START Supplied information
PR #517, opened 2017-02-10
Hostname override fixes for docker option --net=host in conjunction with OVERRIDE_HOSTNAME

flole:
I have noticed that my emails contain the hostname of my docker host when I use the docker option `--net=host` with the env-var `OVERRIDE_HOSTNAME`. That is because postfix, dovecot and opendmarc user the `hostname` command to retrieve the name of host. Until now the hostname was only overwritten for amavis, but these changes will overwrite it for all mentioned services.


tomav:
Thanks @flole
END Supplied information
Your instructions :: All of the data above needs to be transcribed verbatim.

Answer box ::
PR #517, opened 2017-02-10
Hostname override fixes for docker option --net=host in conjunction with OVERRIDE_HOSTNAME

flole:
I have noticed that my emails contain the hostname of my docker host when I use the docker option `--net=host` with the env-var `OVERRIDE_HOSTNAME`. That is because postfix, dovecot and opendmarc user the `hostname` command to retrieve the name of host. Until now the hostname was only overwritten for amavis, but these changes will overwrite it for all mentioned services.


tomav:
Thanks @flole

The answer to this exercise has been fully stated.